S (not a native speaker though!)


----------



## mini91

Thank you both, aside from the MSA familar conjugation of sa2alu/yas2alu the one I came across and interested in is the one Finland mentioned which I've heard in both Algeria and Morocco


----------



## J.F. de TROYES

Finland said:


> Hello!
> 
> 
> 
> In Algeria I would probably say:
> 1. Qetlha diri 7aaja
> 2. Seqsi mnha lukaan teqdar tiji
> 3. Saqsuni 7aaja
> 
> HTH
> 
> S (not a native speaker though!)



1. I am afraid  _qetl  _does'nt mean _I asked._ I think I'd say :

           tlebtha tidir 7aaja ( or: tlebt minha...)

2. seqSi minha ida yeqdar  iji  ( or: 2isaalha... )

_teqdar_ and _tiji _are feminine forms  and the sentence is : "Ask her if he can come"


I would be interested in a native's opinion about using here _lukaan_ or _ida_ ( + المضارع   or  الماضي    ? )   and translating more accurately the verbs "to ask"


----------



## lanature93

I _asked_ her to do something==> tlebet menha dir 7adja 
_Ask her_ if he can come==> sakh'ssiha ida ye9dar y'dji 
_They asked_ me something==> sakh'ssawni 7adja


----------



## Xence

Just to correct the transliteration...



I _asked_ her to do something = _Tlabt _menha tdir 7aadja

_Ask her_ if he can come = _Saqsiha _ila (ida/idha/wila) yaqder ydji

_They asked_ me something = _Saqsawni _7aadja


----------



## J.F. de TROYES

Thanks a lot for your answers, Xence and Ignature93.

 Do you know where the verb _saqSaa_ comes from ? I can't find an adequate root in a MSA dictionary.


----------



## إسكندراني

Est-ce que c'est


----------



## clevermizo

J.F. de TROYES said:


> Thanks a lot for your answers, Xence and Ignature93.
> 
> Do you know where the verb _saqSaa_ comes from ? I can't find an adequate root in a MSA dictionary.



I have a feeling the verb is from the root ق ص ي and for example, in standard Arabic the verb استقصى means make an inquiry or investigation of something.
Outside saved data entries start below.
PR #13520, opened 2019-03-27
Fix integer overflow that leads to a crash in the DEX parser ##bin

radare:
clusterfuzz-testcase-minimized-ia_fuzz-5651766995058688.dms

### DIFF
--- a/libr/bin/p/bin_dex.c
+++ b/libr/bin/p/bin_dex.c
@@ -1528,9 +1528,10 @@ static void parse_class(RBinFile *binfile, RBinDexObj *bin, RBinDexClass *c,
 	if (!c || !c->class_data_offset) {
 		if (dexdump) {
 			rbin->cb_printf (
-				"  Static fields     -\n  Instance fields   "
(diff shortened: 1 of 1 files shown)


libr/bin/p/bin_dex.c
```diff
@@ -1544,15 +1544,34 @@ static void parse_class(RBinFile *binfile, RBinDexObj *bin, RBinDexClass *c,
...
 		p = bufbuf + c->class_data_offset;
-		// runtime error: pointer index expression with base 0x000000004402 overflowed to 0xfffffffffffffd46
-		p_end = p + (r_buf_size (binfile->buf) - c->class_data_offset);
+		// XXX may overflow
+		if (r_buf_size (binfile->buf) < c->class_data_offset) {
+			return;
+		}
+		ut32 p_size = (r_buf_size (binfile->buf) - c->class_data_offset);
+		p_end = p + p_size;
 		//XXX check for NULL!!
```
devnexen: What about this TODO ?

radare: fixed , thanks for pointing out

PR #13522, opened 2019-03-27
Use entrypoint from LC_UNIXTHREAD

mrmacete:
fixes https://github.com/radare/radare2/issues/13519

### DIFF
--- a/libr/bin/p/bin_xnu_kernelcache.c
+++ b/libr/bin/p/bin_xnu_kernelcache.c
@@ -723,6 +723,11 @@ static RList *entries(RBinFile *bf) {
 	}
 
 	RKernelCacheObj *kobj = (RKernelCacheObj*) obj->bin_obj;
+	ut64 entry_vaddr = kobj->mach0->entry;
+	ut64 entry_paddr = entry_vaddr - kobj->pa2va_exec;
+	RBinAddr *ba = newEntry (entry_paddr, entry_vaddr, 0);
+	r_list_append (ret, ba);
+
 	process_constructors (kobj, kobj->mach0, ret, 0, true, R_K_CONSTRUCTOR_TO_ENTRY, NULL);
 
 	return ret;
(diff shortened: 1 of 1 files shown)


libr/bin/p/bin_xnu_kernelcache.c
```diff
@@ -723,6 +723,11 @@ static RList *entries(RBinFile *bf) {
 	}
 
 	RKernelCacheObj *kobj = (RKernelCacheObj*) obj->bin_obj;
+	ut64 entry_vaddr = kobj->mach0->entry;
+	ut64 entry_paddr = entry_vaddr - kobj->pa2va_exec;
```
radare: can we assume entry_vaddr will be always be bigger than pa2va_exec ? can we have  a check?

libr/bin/p/bin_xnu_kernelcache.c
```diff
@@ -723,6 +723,11 @@ static RList *entries(RBinFile *bf) {
 	}
 
 	RKernelCacheObj *kobj = (RKernelCacheObj*) obj->bin_obj;
+	ut64 entry_vaddr = kobj->mach0->entry;
```
radare: kobj can be null?

libr/bin/p/bin_xnu_kernelcache.c
```diff
@@ -723,6 +723,11 @@ static RList *entries(RBinFile *bf) {
...
+	ut64 entry_paddr = entry_vaddr - kobj->pa2va_exec;
+	RBinAddr *ba = newEntry (entry_paddr, entry_vaddr, 0);
+	r_list_append (ret, ba);
```
radare: check for null if newEntry fails

libr/bin/p/bin_xnu_kernelcache.c
mrmacete: well, there's already a check right before

PR #13524, opened 2019-03-27
Call to same relocs must have same name instead of appending number

sivaramaaa:
### * Before

```
$ r2 -A ~/dev/karta/pngrutil.o 

[0x0800132c]> pdfs
0x0800132c call reloc.png_crc_read_45
0x0800133b call reloc.png_get_uint_32_60
0x08001352 call reloc.png_crc_read_83
0x08001361 call reloc.png_get_uint_32_98
0x0800138d:
0x08001398 call 0x8001399
0x080013a8 call reloc.png_crc_finish_169
0x080013b5:
0x080013cd call reloc.png_crc_read_206
0x080013dc call reloc.png_get_uint_32_221
0x080013f3 call reloc.png_crc_read_244
0x08001402 call reloc.png_get_uint_32_3
0x08001427 call 0x8001428
0x08001437 call reloc.png_crc_finish_56
0x08001444:
0x0800145c call reloc.png_crc_read_93
```

### * After 

```
$ r2 -A ~/dev/karta/pngrutil.o 

[0x0800132c]> pdfs
0x0800132c call png_crc_read
0x0800133b call png_get_uint_32
0x08001352 call png_crc_read
0x08001361 call png_get_uint_32
0x0800138d:
0x08001398 call png_warning
0x080013a8 call png_crc_finish
0x080013b5:
0x080013cd call png_crc_read
0x080013dc call png_get_uint_32
0x080013f3 call png_crc_read
0x08001402 call png_get_uint_32
0x0800141a cjmp 0x08001444
0x08001427 call png_warning
0x08001437 call png_crc_finish
0x08001444:
0x0800145c call png_crc_read

```

### DIFF
--- a/libr/core/disasm.c
+++ b/libr/core/disasm.c
@@ -4610,16 +4610,17 @@ static char *ds_sub_jumps(RDisasmState *ds, char *str) {
 		name = fcn->name;
 	} else if (f) {
 		flag = r_core_flag_get_by_spaces (f, addr);
-		if (flag) {
-			name = flag->name;
-		} else {
-			RBinReloc *rel = getreloc (ds->core, addr, ds->analop.size);
+		RBinReloc *rel = getreloc (ds->core, addr, ds->analop.size);
+		if (rel) {
 			if (rel && rel->import && rel->import->name) {
 				name = rel->import->name;
+			} else if (rel && rel->symbol && rel->symbol->name) {
+				name = rel->symbol->name;
 			}
+		} else if (flag) {
+			name = flag->name;
 		}
-	}
-	if (name) {
+	} if (name) {
 		char *nptr, *ptr;
 		ut64 numval;
 		ptr = str;
--- a/libr/core/disasm.c
+++ b/libr/core/disasm.c
@@ -4593,7 +4593,6 @@ static char *_find_next_number(char *op) {
 static char *ds_sub_jumps(RDisasmState *ds, char *str) {
 	RAnal *anal = ds->core->anal;
 	RFlag *f = ds->core->flags;
-	RFlagItem *flag;
 	const char *name = NULL;
 
 	if (!ds->jmpsub || !anal) {
@@ -4609,7 +4608,6 @@ static char *ds_sub_jumps(RDisasmState *ds, char *str) {
 	if (fcn) {
 		name = fcn->name;
 	} else if (f) {
-		flag = r_core_flag_get_by_spaces (f, addr);
 		RBinReloc *rel = getreloc (ds->core, addr, ds->analop.size);
 		if (rel) {
 			if (rel && rel->import && rel->import->name) {
@@ -4617,10 +4615,14 @@ static char *ds_sub_jumps(RDisasmState *ds, char *str) {
 			} else if (rel && rel->symbol && rel->symbol->name) {
 				name = rel->symbol->name;
 			}
-		} else if (flag) {
-			name = flag->name;
+		} else {
+			RFlagItem *flag = r_core_flag_get_by_spaces (f, addr);
+			if (flag) {
+				name = flag->name;
+			}
 		}
-	} if (name) {
+	}
+	if (name) {
 		char *nptr, *ptr;
 		ut64 numval;
 		ptr = str;


radare:
Why relocs > flags? This seems like its gonna be slow

sivaramaaa:
No it's only when asm.jmpsub is enabled , and it's disabled by default

radare:
I know but itay is proposing to enable it by default

sivaramaaa:
> I know but itay is proposing to enable it by default

probably we can enable once Rbin is optimised !

radare:
My PR proposal was to make RFlags use RBin as backend so we dont have to create flags for each rbin thing, therefor 2x speedup and /2 memory usage. but ret2libci didnt liked it.. and i agree iits a bad desgn because flags have diifferent properties.. but iit was nice poc :P

ret2libc:
Do consider that getreloc just takes O(nlogn) as it uses rbtree. So it's not that slow.

ret2libc:
Also, we could try to see if by using just flags instead of RBInRelocs we can get the same result.

radare:
Oh right you fixed that

sivaramaaa:
So shall we enable this by default ??

sivaramaaa:
> Also, we could try to see if by using just flags instead of RBInRelocs we can get the same result.

@ret2libc  No flags are the real culprit here , for every reloc call there is a flag created with a number appended since we can't have flag with same name in different offset

ret2libc:
Mh... AFAIK we can have flags with the same "displayed name" but different "real name".

BTW I meant O(logn), not O(nlogn)

libr/core/disasm.c
```diff
@@ -4610,16 +4610,17 @@ static char *ds_sub_jumps(RDisasmState *ds, char *str) {
 		name = fcn->name;
 	} else if (f) {
 		flag = r_core_flag_get_by_spaces (f, addr);
-		if (flag) {
-			name = flag->name;
-		} else {
-			RBinReloc *rel = getreloc (ds->core, addr, ds->analop.size);
+		RBinReloc *rel = getreloc (ds->core, addr, ds->analop.size);
```
radare: why resolve the reloc if we have a flag already? this is querying twice. and imho flags should go before the bin info

sivaramaaa: @radare  the main purpose of this PR is to use Rbin info first then only try to resolve using flags because currently for every call to same reloc function there is a flag created but with a number appended and it looks bad in disasm 

flag


ir

But yeah i have fixed querying twice issue

ret2libc: Can't we change the flags creation so that they don't contain the number suffix? As previously said, it should be possible to configure flagsitems to have a "displayed name" and a "real name" (that is unique), right?

sivaramaaa: Yup that could be done xD ,  I just wanted quick fix :) 

I won't have time until weekend,  but yeah let me try that way np :)

radare:
the reason for having the number is to avoid having all the relocs to the same symbol in the same offset, because it will miss a lot of uses

sivaramaaa:
> the reason for having the number is to avoid having all the relocs to the same symbol in the same offset, because it will miss a lot of uses


@ret2libc ping

ret2libc:
@sivaramaaa could you provide the binary you are testing? I don't understand why we need jmpsub to get flags in a call instruction.

sivaramaaa:
[pngrutil.zip](https://github.com/radare/radare2/files/3025711/pngrutil.zip)

@ret2libc  here you go ^^ 

steps to reproduce : 

```
r2 ./pngrutil.o 

> aaa
> s 0x0800132c 
> pdf~reloc.png_crc_read
```

XVilka:
Lets postpone this for 3.5.0

radare:
This was requested by cutter ppl i thibk we should make it for 3.4

ITAYC0HEN:
yup :) both for Cutter, r2 and for myself in the Karta plugin, the algorithm fails to spot all these as the same function and I don't want to write down ugly workaround to substring or to use the reloc table to verify these are the same. Simply, all these are the same function so when the user reads the disassembly in r2, the framework needs to show the functions as the same, instead of appending some numbers at the end.

```
[0x0800132c]> f~reloc.png_crc_read

0x0800019c 4 reloc.png_crc_read_156
0x080001cb 4 reloc.png_crc_read_203
0x08000847 4 reloc.png_crc_read_71
0x08000bf6 4 reloc.png_crc_read_246
0x0800112e 4 reloc.png_crc_read_46
0x0800132d 4 reloc.png_crc_read_45
0x08001353 4 reloc.png_crc_read_83
0x080013ce 4 reloc.png_crc_read_206
...
...
...
...

[0x0800132c]> # THIS SHOWS ZERO X-REFS
[0x0800132c]> axt reloc.png_crc_read
[0x0800132c]>
[0x0800132c]>
[0x0800132c]>

[0x0800132c]> axt reloc.png_crc_read_156
sym.png_crc_finish 0x800019b [CALL] call reloc.png_crc_read_156

[0x0800132c]> axt reloc.png_crc_read_239
sym.png_handle_oFFs 0x8002cee [CALL] call reloc.png_crc_read_239

[0x0800132c]> axt reloc.png_crc_read_110
sym.png_handle_tEXt 0x800356d [CALL] call reloc.png_crc_read_110
```

ITAYC0HEN:
So... 3.4 somehow?

ret2libc:
Personally I haven't wrapped my head around this yet... Still not sure if it's what we want or if we should change flags. But feel free to ignore me and go ahead if somebody else understands more about it and feels the change is good.

radare:
The solution would be to use f++ which dowsnt exist, and shoudl check if the new flag added have the same address, otherwise it will create a new name with that numeric suffix.

Sounds like a good fix?

libr/core/disasm.c
```diff
@@ -4609,17 +4608,20 @@ static char *ds_sub_jumps(RDisasmState *ds, char *str) {
...
+			}
+		} else {
+			RFlagItem *flag = r_core_flag_get_by_spaces (f, addr);
+			if (flag) {
+				name = flag->name;
 			}
 		}
-	}
-	if (name) {
+	} if (name) {
```
radare: } if ?, use different lines

radare:
please rebase

radare:
Write some tests pls

PR #13526, opened 2019-03-27
Add support to multiline assembly patching

guy-gal:
For example, this line 'OFFSET : nop;nop;nop' (provided in the example patchfile at binr/rabin2/patch.txt) now actually works


radare:
Better use the api than continue depending on the quotes here

guy-gal:
It fixes a behavior expected from 'wp' though, doesn't it?

radare:
Yup it does

PR #13537, opened 2019-03-28
Adding symbols for 32bit version of mfc140u.dll

oddcoder:
scripted


Maijin:
Can you sort it ?

oddcoder:
sure

oddcoder:
It will also be great if someone checked this before it get merged to verify its correctness, I am not sure if I did it right or not.

oddcoder:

In Maltese, the verb استقصى _staqsa_ is used with the meaning of سأل and the word for سؤال is _mistoqsija_ مستقصية. I can't find a verb like أقصى or قصى with a related meaning in the معاجم, so the Algerian verb may be a variation on استقصى.
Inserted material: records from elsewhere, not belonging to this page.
PR #13538, opened 2019-03-28
Fix pf not showing all output

oxcabe:
This fixes https://github.com/radare/radare2/issues/12041

Please review

### DIFF
--- a/libr/core/cmd_print.c
+++ b/libr/core/cmd_print.c
@@ -1361,7 +1361,8 @@ static void cmd_print_format(RCore *core, const char *_input, const ut8* block, 
 		while (*fmt && IS_WHITECHAR (*fmt)) {
 			fmt++;
 		}
-		int struct_sz = r_print_format_struct_size (fmt, core->print, mode, 0) + 10;
+		int times = atoi (fmt);
+		int struct_sz = r_print_format_struct_size (fmt, core->print, mode, 0) * times;
 		int size = R_MAX (core->blocksize, struct_sz);
 		ut8 *buf = calloc (1, size);
 		if (!buf) {
--- a/libr/core/cmd_print.c
+++ b/libr/core/cmd_print.c
@@ -1362,7 +1362,7 @@ static void cmd_print_format(RCore *core, const char *_input, const ut8* block, 
 			fmt++;
 		}
 		int times = atoi (fmt);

Just to add the form استقصى  was probably simplified to صقصى or سقصى by passing through an intermediate where the س assimilated the ت: i.e. استقصى>اسّقصى>سقصى/صقصى.


----------



## Xence

I have nothing to add to clevermizo's explanation. 

The strange thing is that many Arabs find it kind of funny to hear Algerians using this verb !


----------



## mini91

So the verb root ق ص ي wouldn't be used for 1st person but for 2nd/3rd? 

e.g I ask/asked
She asks/asked
They ask/asked


----------



## Xence

No, this has nothing to with persons.
The Algerian verb _saqSa _is exclusively used when asking for _information _(about something or somebody), and the verb _Tlab_ is rather used when _requesting_, _demanding _something else.


----------



## J.F. de TROYES

So the verb  سقصى   appears to be a synonym of   سأل ; does this verb is also used in Algerian Arabic with the same or a different meaning ?


----------



## Xence

Yes, سأل pronounced سال _saal _in Algerian is also used, but not with the same meaning.

We may use it to mean that someone asks another one _to say hello on her behalf_ (_Passer le bonjour_).

Ex: _*X* ysaal 3lik_ = *X* sends her regards to you



This verb may also mean _to owe something to somebody_ (but the other way around, I don't know if there is such verb in English):

Ex: _*X* ysaal 100€ el *Y*_ = *Y* owes 100€ to *X*


----------



## إسكندراني

I'm sure I've also heard سوّل before.


----------



## mini91

How interesting, so just to be correct if the sentence of 'I asked' was as the following: "I asked if he could come", could the verb of 'saqsa' be used since it is about information? Also can I ask how the verb of Tlab and Saqsa is conjugated?

I asked/requested etc
She asked/requested
He asked/requested
They asked/requested
We asked/requested


----------



## Xence

إسكندراني said:


> I'm sure I've also heard سوّل before.



That's true. 

سوّل _sawwal _is also used with the same meaning as سال (_to inquire after somebody, to send regards..._)






mini91 said:


> if the sentence of 'I asked' was as the following: "I asked if he could come", could the verb of 'saqsa' be used since it is about information?



Of course.

I asked if he could come = _saqSit ila/idha yaqder ydji_




I asked/requested = _saqSit / Tlabt_

She asked/requested = _saqSsa(a)t / Talbat_

He asked/requested = _saqSa / Tlab_

They asked/requested = _saqSaaw / Talbu(u)_

We asked/requested = _saqSina / Tlabna_


----------



## J.F. de TROYES

Thanks again, Clevermizo and Xence, for enlightening the  meaning of these verbs  and where _saqSa _disconcertingly comes from. I now understand why I was unable to trace back this form to any appropriate root. I must say I am a bit surprised for a derived verb X to be pronounced by dropping ( or assimilating )  the ت as significant as س  to  define these  - است  verbs.


----------



## clevermizo

J.F. de TROYES said:


> Thanks again, Clevermizo and Xence, for enlightening the  meaning of these verbs  and where _saqSa _disconcertingly comes from. I now understand why I was unable to trace back this form to any appropriate root.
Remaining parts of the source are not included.